So.. I like the premise of it being 3 years down the line, and it's not every man for himself, the army is still active (ish) and things seem somewhat organised. I feel like in TWD things go too far into "everything we knew is gone" when I think/hope more infrastructure could survive. Also, fast zombies!

Bad points - yep the acting was a bit ropey and the zombies don't look up to Nicotero's standards. And the whole thing with the baby was ridiculous.

So why did that one soldier stand and wait for them to bring down the gate when he could take taken some if not all of them out before that happened?

Also there will apparently be zombie animals, so that could be great/awful.

Don't think AMC will lose too much sleep over this!


----------



## Jesse412 (Sep 20, 2014)

"Fracking Zombies!"  I thought the second episode was much better.  



Spoiler



The DJ Qualls scenes were actually kind of good and the oil refinery is a pretty interesting setting.  Nice to see the  Z-Whacker return.


----------



## markpud (Sep 27, 2014)

Enjoyed episode 3 even if the characters continue to be over the top. I wonder if they've read the Walking Dead and decided to pre-empt where that show is likely going this season...

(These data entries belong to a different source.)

PR #392, opened 2015-11-17
Fixes test warnings, and adds pre-commit and pre-push hooks

ajacksified:
:eyeglasses: @curioussavage 

Next step, to add a git pre-commit hook to auto-run tests on commit.

### DIFF
--- a/README.md
+++ b/README.md
@@ -80,4 +80,6 @@ Getting Up and Running
     4. Repeat recursively if you need to work on a dependency's dependency
     5. Re-run the build and restart your server (`npm run watch` *will* watch
       linked files)
+8. Commit hooks - symlink `hooks` into `.git/hooks` (`ln -s -f ../hooks .git/hooks`), which
+  will run some safety checks before committing and pushing code.
 
--- a/hooks/pre-commit
+++ b/hooks/pre-commit
@@ -5,7 +5,7 @@ exec 1>&2
 exec < /dev/tty
 
 # Check if a console.log was added
-consoleregexp='\+*console.log'
+consoleregexp='\+*console\.log'
 
 # CHECK
 if test $(git diff --cached | grep $consoleregexp | wc -l) != 0
--- a/hooks/pre-commit
+++ b/hooks/pre-commit
@@ -1,0 +1,22 @@
+#!/bin/sh
+# Redirect output to stderr.
+exec 1>&2
+# enable user input
+exec < /dev/tty
+
+# Check if a console.log was added
+consoleregexp='\+*console.log'
+
+# CHECK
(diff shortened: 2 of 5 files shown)


curioussavage:
:fish:

ajacksified:
:haircut: - added git hooks that'll:

* yell at you if you add console.logs (we may want to have this run the linter, too)
* automatically run tests before pushing to `master` or `staging`

ajacksified:
Also :eyeglasses: @umbrae

README.md
```diff
@@ -80,4 +80,6 @@ Getting Up and Running
     4. Repeat recursively if you need to work on a dependency's dependency
     5. Re-run the build and restart your server (`npm run watch` *will* watch
       linked files)
+8. Commit hooks - copy the contents of `./hooks/` into `./.git/hooks`, which
```
umbrae: Should we have this be a symlink instead, so that if we make updates it will still be respected?

hooks/pre-commit
```diff
@@ -0,0 +1,22 @@
+#!/bin/sh
+# Redirect output to stderr.
+exec 1>&2
+# enable user input
+exec < /dev/tty
+
+# Check if a console.log was added
+consoleregexp='\+*console.log'
```
umbrae: nit: that dot would need escaping if we want to be perfect about it:

```shell
➜  ~  ls | grep bla..py
blah.py
```

hooks/pre-push
```diff
@@ -0,0 +1,18 @@
+#!/bin/bash
+# Runs tests before pushing to master or staging
+
+BRANCH=`git rev-parse --abbrev-ref HEAD`
+PUSH_COMMAND=`ps -ocommand= -p $PPID`
+PROTECTED_BRANCHES="^(master|staging)"
+
+if [[ "$BRANCH" =~ $PROTECTED_BRANCHES ]]; then
+  eval npm test
```
umbrae: Maybe we should have an echo here saying what is happening in case it bombs in a really unreadable way somehow? (Like if they haven't set up npm at all?). Maybe "Running pre-push tests with `npm test` (skip with --no-verify)"?

umbrae:
:nail_care: cool

hooks/pre-push
ajacksified: If they haven't set up npm at all, they didn't follow the readme, didn't install any dependencies, can't run the web server, and shouldn't be pushing _anyways_. I don't want to build a skip in, since this is only for `master` and `staging` anyways.

ajacksified:
:haircut:

hooks/pre-push
umbrae: good points

umbrae:
:fish:

PR #393, opened 2015-11-17
Set defaultConfig as constant in server

ajacksified:
Only get the env vars at startup time; it's unnecessary to get them
every request.

:eyeglasses: @curioussavage


curioussavage:
:fish:

PR #394, opened 2015-11-18
Configurable (and increased) API timeouts

ajacksified:
Put default API timeout (which cancels the request and returns a 504 if exceeded) into constants so that it's defined in one place. (One exception: hivemind requests, which we're okay with failing if they take
over a few seconds.)

Also increase API timeout to 10s to accomodate slow requests, like the google crawler. It was set to 5s previously when we thought that api requests were causing the request queue to back up, which does not appear to be the case.

:eyeglasses: @curioussavage

### DIFF
--- a/src/app-mixin.jsx
+++ b/src/app-mixin.jsx
@@ -12,6 +12,7 @@ import ErrorPage from './views/pages/error';
 import Loading from './views/components/Loading';
 
 import errorLog from './lib/errorLog';
+import constants from './constants';
 
 function logError(err, ctx, config) {
   var userAgent;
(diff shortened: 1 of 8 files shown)


src/app-mixin.jsx
```diff
@@ -71,6 +72,7 @@ function mixin (App) {
       let app = this;
       // Set up two APIs (until we get non-authed oauth working).
       this.api = new V1Api({
+        timeout: constants.DEFAULT_API_TIMEOUT,
```
curioussavage: is there a PR for snoode? or does it already accept this arg?

curioussavage:
:nail_care:

src/app-mixin.jsx
ajacksified: There is - https://github.com/reddit/snoode/pull/62

ajacksified:
:haircut:

curioussavage:
:fish:

PR #396, opened 2015-11-18
Infobar

curioussavage:
:eyeglasses: @ajacksified 

copy might change for the EU cookie message


assets/js/client.es6.js
```diff
@@ -97,10 +97,14 @@ function modifyContext (ctx) {
...
   let app = this;
 
+  const EUCookie = parseInt(cookies.get('EUCookieNotice')) || 0;
+
   ctx = Object.assign({}, baseCtx, ctx, {
     dataCache: app.getState('dataCache') || {},
     compact: (cookies.get('compact') || '').toString() === 'true',
     showOver18Interstitial: (cookies.get('over18') || 'false').toString() === 'false',
+    showEUCookieMessage: (EUCookie < 3) && this.getState('showEUCookieMessage'),
+    hideGlobalMessage: !!cookies.get('hide_global_message'),
```
ajacksified: should this change when the message changes? wouldn't this hide _all_ global messages instead of just the specific message the user is trying to hide?

assets/less/components/InfoBar.less
```diff
@@ -0,0 +1,28 @@
...
+  .panel {
+    margin-botom: 0;
+  }
+}
+
+.infobar-text {
+  margin: 3px 10px 0 0;
+}
+
+.infobar-html {
```
ajacksified: nuke if empty

assets/less/components/InfoBar.less
```diff
@@ -0,0 +1,28 @@
...
+  margin-top: @top-nav-height;
+}
+
+.infobar {
+  .shadow;
+  border-radius: 3px;
+  padding: 5px 8px 8px;
+  background-color: @white;
+  
+  .panel {
```
ajacksified: an `infobar-panel` class would be preferable to nesting

assets/less/components/InfoBar.less
```diff
@@ -0,0 +1,28 @@
...
+    margin-botom: 0;
```
ajacksified: `bottom`

src/constants.es6.js
```diff
@@ -10,4 +10,11 @@ export default {
   SCROLL: 'scroll',
   ICON_SHRUNK_SIZE: 16,
   CACHEABLE_COOKIES: ['compact'],
+  HIDE_GLOBAL_MESSAGE: 'hideGlobalMessage',
+  EU_COOKIE_NOTICE_SEEN: 'euCookieNoticeSeen',
+  NEW_INFOBAR_MESSAGE: 'newInfoBarMessage',
+  messageTypes: {
+    GLOBAL: 'global',
+    EU_COOKIE: 'euCookie',
+  }
```
ajacksified: needs `,`

src/routes.jsx
```diff
@@ -253,6 +271,11 @@ function routes(app) {
   router.use(loadData);
   router.use(defaultLayout);
 
+  router.use(function * (next) {
```
ajacksified: if you make globalMessage a generator, you can just `router.use(globalMessage)`, and use `this` instead of passing in `ctx`

src/server/index.jsx
```diff
@@ -368,13 +369,18 @@ class Server {
...
       this.userAgent = this.headers['user-agent'];
+      this.country = this.headers['cf-ipcountry'];
 
       if (!this.token) {
         this.token = this.cookies.get('token');
         this.tokenExpires = this.cookies.get('tokenExpires');
       }
 
-      this.showOver18Interstitial = !this.cookies.get('over18') || this.cookies.get('over18') === 'false';
+      let EUCookie = parseInt(this.cookies.get('EUCookieNotice')) || 0 ;
```
ajacksified: `const` rather than `let`

src/server/index.jsx
```diff
@@ -368,13 +369,18 @@ class Server {
...
+      this.showEUCookieMessage = (EUCookie < 3) &&
```
ajacksified: render this client-side only, because of caching

src/views/components/InfoBAr.jsx
```diff
@@ -0,0 +1,146 @@
+import React from 'react';
```
ajacksified: rename to `InfoBar` instead of `InfoBAr`

src/views/components/InfoBAr.jsx
```diff
@@ -0,0 +1,146 @@
...
+import BaseComponent from './BaseComponent';
+
+import constants from '../../constants';
+
+const PropTypes = React.PropTypes;
+
+const cookie_message = 'Reddit and our partners use cookies to help ' +
+  'personalize Reddit, remember your preferences, measure Reddit\'s ' +
+  'performance, serve you better ads, and have a safer Reddit experience. ' + 
+  'By using Reddit, you agree to our ';
```
ajacksified: `EU_COOKIE_MESSAGE` for consistency

src/views/components/InfoBAr.jsx
```diff
@@ -0,0 +1,146 @@
...
+  }
+
+  close() {
+    let { app } = this.props;
+    let message = this.state.messages[0];
+
+    if (message.type === constants.messageTypes.GLOBAL) {
+      app.emit(constants.HIDE_GLOBAL_MESSAGE, new Date(message.expires));
+    } else if (message.type === constants.messageTypes.EU_COOKIE) {
+      app.emit(constants.EU_COOKIE_NOTICE_SEEN, 3);
```
ajacksified: This feels a little hacky; how do you feel about emitting `EU_COOKIE_NOTICE_CLOSE`, which sets a `eu_cookie_notice_close` cookie, instead of checking if it's seen 3 times? (And then, when it _is_ seen three times, also set that close cokie.)

src/views/components/InfoBAr.jsx
```diff
@@ -0,0 +1,146 @@
...
+    }
+    
+    let messages = this.state.messages.slice(1);
+    this.setState({ messages });
+  }
+
+  render() {
+    let messages = this.state.messages;
```
ajacksified: const

src/views/components/InfoBAr.jsx
```diff
@@ -0,0 +1,146 @@
...
+    let message = messages[0];
+    let btnText = '&times';
```
ajacksified: const

src/views/layouts/BodyLayout.jsx
```diff
@@ -12,11 +14,22 @@ class BodyLayout extends BasePage {
 
   render () {
     let { user, userSubscriptions } = this.state.data;
+    let { app, globalMessage, showEUCookieMessage } = this.props;
```
ajacksified: consts

src/views/pages/index.jsx
```diff
@@ -32,7 +33,7 @@ class IndexPage extends BasePage {
   render() {
     var loading;
     var props = this.props;
-    var { data, compact } = this.state;
+    var { data, compact, showInfoBar} = this.state;
```
ajacksified: const

ajacksified:
:nail_care:

src/views/components/InfoBAr.jsx
curioussavage: Don't know how much this matters, but without storing views in a cookie you would have to see the cookie 3 times in the same session for that to count. with the cookie its 3 times ever

ajacksified: Yeah, that's true. Perhaps slightly better would be to put the `3` into constants, like EU_COOKIE_HIDE_AFTER_VIEWS or something?

src/routes.jsx
curioussavage: but what if we want to test the middleware?

ajacksified: You'd just need to call it as a generator.

curioussavage:
:haircut:

assets/js/client.es6.js
```diff
@@ -421,6 +428,30 @@ function initialize(bindLinks) {
     cookies.set('over18', val)
   });
 
+  app.on(constants.HIDE_GLOBAL_MESSAGE, function(message) {
+    let options = {
+      expires: new Date(message.expires),
+    };
+    cookies.set(message.key, 'globalMessageSeen', options);
```
ajacksified: May want to throw an error if message.key is undefined

src/views/components/InfoBar.jsx
```diff
@@ -0,0 +1,144 @@
...
+  render() {
+    const message = this.state.messages[0];
+    let content;
+
+    if (message) {
+      if (message.type === constants.messageTypes.EU_COOKIE) {
+        content = (
+          <p>
+            { EU_COOKIE_MESSAGE }
+            <a href='https://www.reddit.com/help/privacypolicy'>privacy policy</a>
```
ajacksified: why is this separate from EU_COOKIE_MESSAGE? I don't think we can assume all messages will have the link to privacy policy. you could include this in EU_COOKIE_MESSAGE as markdown and use reddit-text-js to process the markdown and set html.

src/views/components/InfoBar.jsx
```diff
@@ -0,0 +1,144 @@
...
+          </p>
+        );
+      }
+
+      if (message.html) {
+        content = (
+          <div
+            className='infobar-html'
+            dangerouslySetInnerHTML={{__html: message.html}}
```
ajacksified: I think we should only allow markdown - what are your thoughts?

assets/js/client.es6.js
curioussavage: throwing in the config now

curioussavage:
:haircut:

src/views/components/InfoBar.jsx
```diff
@@ -0,0 +1,141 @@
...
+  }
+
+  componentDidMount() {
+    let { app, messages } = this.props;
+    let hasEUCookie = this.checkForEUCookie(messages);
+
+    app.on(constants.NEW_INFOBAR_MESSAGE, this.handleNewMessage);
+
+    if (hasEUCookie) {
+      app.on("route:start", this.incrementCookieNoticeSeen);
```
ajacksified: single quotes here and below

ajacksified:
:fish:, with the caveat that we should figure out why page:update is called twice

PR #398, opened 2015-11-19
Fix subredditAboutPage

curioussavage:
It appears that the div with html needs to be self closing.

:eyeglasses: @ajacksified 

weird...


ajacksified:
:fish:

PR #573, opened 2016-04-08
routes: remove some endpoints

curioussavage:
remove routes that other applications will
never need to know about from routes


ajacksified:
:fish:

PR #577, opened 2016-04-14
events: add default arg to stripPrefix method

curioussavage:
:eyeglasses: @ajacksified


curioussavage:
:eyeglasses: @schwers

ajacksified:
🐟

PR #580, opened 2016-04-19
Add unhandledrejection listener on server and client

curioussavage:
this can help us find promises that need
rejection to be handled. currently only works
in chrome on the browser

👓  @ajacksified @schwers @nramadas 

I think this is really handy, just like `uncaughtException` its a nice helper in dev. only available in chrome right now though :(

see:
http://www.2ality.com/2016/04/unhandled-rejections.html?utm_source=javascriptweekly&utm_medium=email


curioussavage:
would be nice to have this in new framework too

ajacksified:
🎉

ajacksified:
:fish:

schwers:
:fish:

PR #585, opened 2016-05-02
Fix compact query param

curioussavage:
👓  @ajacksified  or @schwers 

Looks like there is no code that sets a compact cookie with a 'false' value anymore. With git blame it looks like this was intended to fix some clients that still had them. Changing this enables you to switch from compact back to card view by url query parameter.


ajacksified:
:fish:

schwers:
🐟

Also, a big bell. I guess that's the American equivalent to Big Ben?!


----------



## Jesse412 (Sep 27, 2014)

Not as good as the last but a pretty solid episode and the DJ Qualls scenes continue to be entertaining.


----------



## markpud (Sep 27, 2014)

Yeah he's a good character and fairly believable as an isolated tech guy. As for what's powering his Arctic base, best not to ask...


----------



## Jesse412 (Oct 4, 2014)

"Full Metal Zombie" was decent.  



Spoiler



Romero and Night of the Living Dead are confirmed to exist in the Z Nation universe.  It's great to see Bill Moseley show up as General McCandles.  The DJ Qualls scenes were kind of funny as were the scenes with Doc stuck in the ventilation shaft.


----------



## markpud (Oct 9, 2014)

I enjoyed this one too, the series is growing on me... 



Spoiler



Doc getting the Z stoned was hilarious, if corny.. and was there a hint or 2 of recognition from it? Qualls is an empathetic character, even if he's in the most unlikely of locations with not much hope of being rescued or being able to leave by his own means. Crazy General was somewhat clichéd but it was fun nonetheless.


----------



## Jesse412 (Oct 11, 2014)

"Home Sweet Zombie"  



Spoiler



The zombies running into the electric fence scene was kind of funny as was the drill bit breaking off in dude's skull.  Murphy starting to look part zombie.  Since it's Syfy I assumed the tornado would have more zombies flying around in it.


----------



## markpud (Oct 12, 2014)

Spoiler



Zombnado! That was funny, and hopefully prevents them from making the full length Zombnado movie! Citizen Z getting a drinking problem? Interesting to see the random folk out there listening to their radio whilst barbequing.... will they be significant? Nope, this is SyFy not AMC


----------



## Jesse412 (Oct 18, 2014)

Episode 6 "Resurrection Z" This show just keeps getting better and better.   



Spoiler



The DJ Qualls intro was good and helped set the mood for the following creepy cult scene nicely.  I like seeing the group having to improvise after being unarmed and killing the zombie with the electric hand mixer is one of the best kills so far.  I wasn't expecting Charlie to be the one to die.


----------



## markpud (Oct 18, 2014)

Spoiler



This is one element where Z has the edge on TWD - it's not scared of killing off the leading male, twice!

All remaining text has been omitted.